▶ _WHAT IS NEEDED_: Retype the material, please. Every line must match.

▶ _DATA PROVIDED_:
□ □ □ □

PR #580, opened 2017-05-03
SNAP-1481 : Spark UI SQL tab needs to show the SQL query

snappy-sachin:

- UI SQL Tab now displays SQL Query string instead of CachedDataFrame handler in Description column.
- Queries executed from Snappy shell and spark shell will be displayed as actual query string under Description column.
- Queries executed using API will display CachedDataFrame handler description as per previous behavior.

## Patch testing

- Tested manually

## ReleaseNotes.txt changes

- SQL Tab on UI, Description column now displays actual SQL Query string executed instead of handler description text.

## Other PRs 

- None.

### DIFF
--- a/ReleaseNotes.txt
+++ b/ReleaseNotes.txt
@@ -7,6 +7,12 @@
 # ADD THE JIRA TICKET ID, IF APPLICABLE.                                                           #
 ####################################################################################################
 
+Release 0.9
+
+- New Features/Fixed Issues
+
+  [SNAP-1481] SQL Tab on UI, Discrption column now displays actual SQL Query string executed inseted of handler 
+  description text.
 
 Release 0.8
 
--- a/ReleaseNotes.txt
+++ b/ReleaseNotes.txt
@@ -11,8 +11,8 @@ Release 0.9
 
 - New Features/Fixed Issues
 
-  [SNAP-1481] SQL Tab on UI, Discrption column now displays actual SQL Query string executed inseted of handler 
-  description text.
+  [SNAP-1481] SQL Tab on UI, Description column now displays actual SQL Query string executed
+  instead of handler description text.
 
 Release 0.8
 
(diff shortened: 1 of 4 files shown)


sumwale:
@kneeraj @rishitesh I had added the string in CachedDataFrame but the problem with ParamLiteral is that it will show only the first string which was cached. Can you help @snappy-sachin to pass through the current string to CachedDataFrame.collectWithHandler? I think what needs to be done is make the queryString in CachedDataFrame a "var" and then change it with the current sqlText before returning it in SnappySession.getPlan

ReleaseNotes.txt
```diff
@@ -7,6 +7,12 @@
 # ADD THE JIRA TICKET ID, IF APPLICABLE.                                                           #
 ####################################################################################################
 
+Release 0.9
+
+- New Features/Fixed Issues
+
+  [SNAP-1481] SQL Tab on UI, Discrption column now displays actual SQL Query string executed inseted of handler
```
sumwale: typo "inseted"

snappy-sachin: corrected.. Thanks Sumedh

sumwale:
For now we can have manual checking will be fine. But a unit test will be good especially for the ParamLiteral case. Register a listener on SparkListenerBus in the test for SparkListenerSQLExecutionStart and verify that strings are as expected (both short and long forms). @kneeraj

ReleaseNotes.txt
ashetkar: Please break the line after 100 char as has been followed.
Typo 'Discrption'

snappy-sachin:
Run precheckin

snappy-sachin:
Ran precheckin and no related failure. 
Merging..

sumwale:
@kneeraj @snappy-sachin @rishitesh 

PLEASE DO NOT DO MERGES OR APPROVE WITHOUT RESPONSES TO THE COMMENTS. Usually reviewers won't have time to come back to check if no responses are provided to those, and merges done without addressing them.

There were two important points in the comments:

a) It will not work correctly for tokenized parameters. This was a MUST FIX before merge.

b) Unit test.

Now that merge is done, track above two in a separate ticket (or responses on why these points can be ignored).

snappy-sachin:
@sumwale , 
I have created a task (_SNAP-1532_) for adding unit test but forgot to add that in this PR while merging.
I just have added new task(_SNAP-1539_) for making the queryString in CachedDataFrame a "var" and then change it with the current sqlText before returning it in SnappySession.getPlan.

PR #581, opened 2017-05-04
SNAP-1351

hbhanawat:

When tasks are killed, the task threads are getting interrupted. This causes issues with snappy because snappy may be writing to an oplog and it generates a DiskAccessException. This DAE ends up closing the underlying regions.

Snappy threads cannot be interrupted.

## Patch testing

Tried out the scenario mentioned in the bug. Works fine. Precheckin. 

## Other PRs 
https://github.com/SnappyDataInc/spark-jobserver/pull/9

### DIFF
--- a/cluster/src/main/scala/org/apache/spark/executor/SnappyCoarseGrainedExecutorBackend.scala
+++ b/cluster/src/main/scala/org/apache/spark/executor/SnappyCoarseGrainedExecutorBackend.scala
@@ -92,7 +92,7 @@ class SnappyCoarseGrainedExecutorBackend(
     if (executor != null) {
       // kill all the running tasks
       // InterruptThread is set as true.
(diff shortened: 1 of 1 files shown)


soubhik-c:
Okay

cluster/src/main/scala/org/apache/spark/executor/SnappyCoarseGrainedExecutorBackend.scala
```diff
@@ -92,7 +92,7 @@ class SnappyCoarseGrainedExecutorBackend(
     if (executor != null) {
       // kill all the running tasks
       // InterruptThread is set as true.
```
sumwale: can you change this comment and also add the explanation as in the PR description?

PR #585, opened 2017-05-10
Added a check to get buckets from initialized members only.

rishitesh:
We follow two separate code path for getting PR buckets and their live owners. One is for linked partition case, another for unlinked one. 

Added a check to get buckets from initialized members only. If it does not get one, it would create a bucket for read, initialize it and return that node. 

## Patch testing
pre-checkin @TODO

## ReleaseNotes.txt changes

NA

## Other PRs 
NA


kneeraj:
forWrite is a boolean which has been added and that is why probably the conflict. You might need to reconcile your changes and then looking at the changes will make sense.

□ □ □ □

▶ _ANSWER TO THE PROBLEM_:
PR #580, opened 2017-05-03
SNAP-1481 : Spark UI SQL tab needs to show the SQL query

snappy-sachin:

- UI SQL Tab now displays SQL Query string instead of CachedDataFrame handler in Description column.
- Queries executed from Snappy shell and spark shell will be displayed as actual query string under Description column.
- Queries executed using API will display CachedDataFrame handler description as per previous behavior.

## Patch testing

- Tested manually

## ReleaseNotes.txt changes

- SQL Tab on UI, Description column now displays actual SQL Query string executed instead of handler description text.

## Other PRs 

- None.

### DIFF
--- a/ReleaseNotes.txt
+++ b/ReleaseNotes.txt
@@ -7,6 +7,12 @@
 # ADD THE JIRA TICKET ID, IF APPLICABLE.                                                           #
 ####################################################################################################
 
+Release 0.9
+
+- New Features/Fixed Issues
+
+  [SNAP-1481] SQL Tab on UI, Discrption column now displays actual SQL Query string executed inseted of handler 
+  description text.
 
 Release 0.8
 
--- a/ReleaseNotes.txt
+++ b/ReleaseNotes.txt
@@ -11,8 +11,8 @@ Release 0.9
 
 - New Features/Fixed Issues
 
-  [SNAP-1481] SQL Tab on UI, Discrption column now displays actual SQL Query string executed inseted of handler 
-  description text.
+  [SNAP-1481] SQL Tab on UI, Description column now displays actual SQL Query string executed
+  instead of handler description text.
 
 Release 0.8
 
(diff shortened: 1 of 4 files shown)


sumwale:
@kneeraj @rishitesh I had added the string in CachedDataFrame but the problem with ParamLiteral is that it will show only the first string which was cached. Can you help @snappy-sachin to pass through the current string to CachedDataFrame.collectWithHandler? I think what needs to be done is make the queryString in CachedDataFrame a "var" and then change it with the current sqlText before returning it in SnappySession.getPlan

ReleaseNotes.txt
```diff
@@ -7,6 +7,12 @@
 # ADD THE JIRA TICKET ID, IF APPLICABLE.                                                           #
 ####################################################################################################
 
+Release 0.9
+
+- New Features/Fixed Issues
+
+  [SNAP-1481] SQL Tab on UI, Discrption column now displays actual SQL Query string executed inseted of handler
```
sumwale: typo "inseted"

snappy-sachin: corrected.. Thanks Sumedh

sumwale:
For now we can have manual checking will be fine. But a unit test will be good especially for the ParamLiteral case. Register a listener on SparkListenerBus in the test for SparkListenerSQLExecutionStart and verify that strings are as expected (both short and long forms). @kneeraj

ReleaseNotes.txt
ashetkar: Please break the line after 100 char as has been followed.
Typo 'Discrption'

snappy-sachin:
Run precheckin

snappy-sachin:
Ran precheckin and no related failure. 
Merging..

sumwale:
@kneeraj @snappy-sachin @rishitesh 

PLEASE DO NOT DO MERGES OR APPROVE WITHOUT RESPONSES TO THE COMMENTS. Usually reviewers won't have time to come back to check if no responses are provided to those, and merges done without addressing them.

There were two important points in the comments:

a) It will not work correctly for tokenized parameters. This was a MUST FIX before merge.

b) Unit test.

Now that merge is done, track above two in a separate ticket (or responses on why these points can be ignored).

snappy-sachin:
@sumwale , 
I have created a task (_SNAP-1532_) for adding unit test but forgot to add that in this PR while merging.
I just have added new task(_SNAP-1539_) for making the queryString in CachedDataFrame a "var" and then change it with the current sqlText before returning it in SnappySession.getPlan.

PR #581, opened 2017-05-04
SNAP-1351

hbhanawat:

When tasks are killed, the task threads are getting interrupted. This causes issues with snappy because snappy may be writing to an oplog and it generates a DiskAccessException. This DAE ends up closing the underlying regions.

Snappy threads cannot be interrupted.

## Patch testing

Tried out the scenario mentioned in the bug. Works fine. Precheckin. 

## Other PRs 
https://github.com/SnappyDataInc/spark-jobserver/pull/9

### DIFF
--- a/cluster/src/main/scala/org/apache/spark/executor/SnappyCoarseGrainedExecutorBackend.scala
+++ b/cluster/src/main/scala/org/apache/spark/executor/SnappyCoarseGrainedExecutorBackend.scala
@@ -92,7 +92,7 @@ class SnappyCoarseGrainedExecutorBackend(
     if (executor != null) {
       // kill all the running tasks
       // InterruptThread is set as true.
(diff shortened: 1 of 1 files shown)


soubhik-c:
Okay

cluster/src/main/scala/org/apache/spark/executor/SnappyCoarseGrainedExecutorBackend.scala
```diff
@@ -92,7 +92,7 @@ class SnappyCoarseGrainedExecutorBackend(
     if (executor != null) {
       // kill all the running tasks
       // InterruptThread is set as true.
```
sumwale: can you change this comment and also add the explanation as in the PR description?

PR #585, opened 2017-05-10
Added a check to get buckets from initialized members only.

rishitesh:
We follow two separate code path for getting PR buckets and their live owners. One is for linked partition case, another for unlinked one. 

Added a check to get buckets from initialized members only. If it does not get one, it would create a bucket for read, initialize it and return that node. 

## Patch testing
pre-checkin @TODO

## ReleaseNotes.txt changes

NA

## Other PRs 
NA


kneeraj:
forWrite is a boolean which has been added and that is why probably the conflict. You might need to reconcile your changes and then looking at the changes will make sense.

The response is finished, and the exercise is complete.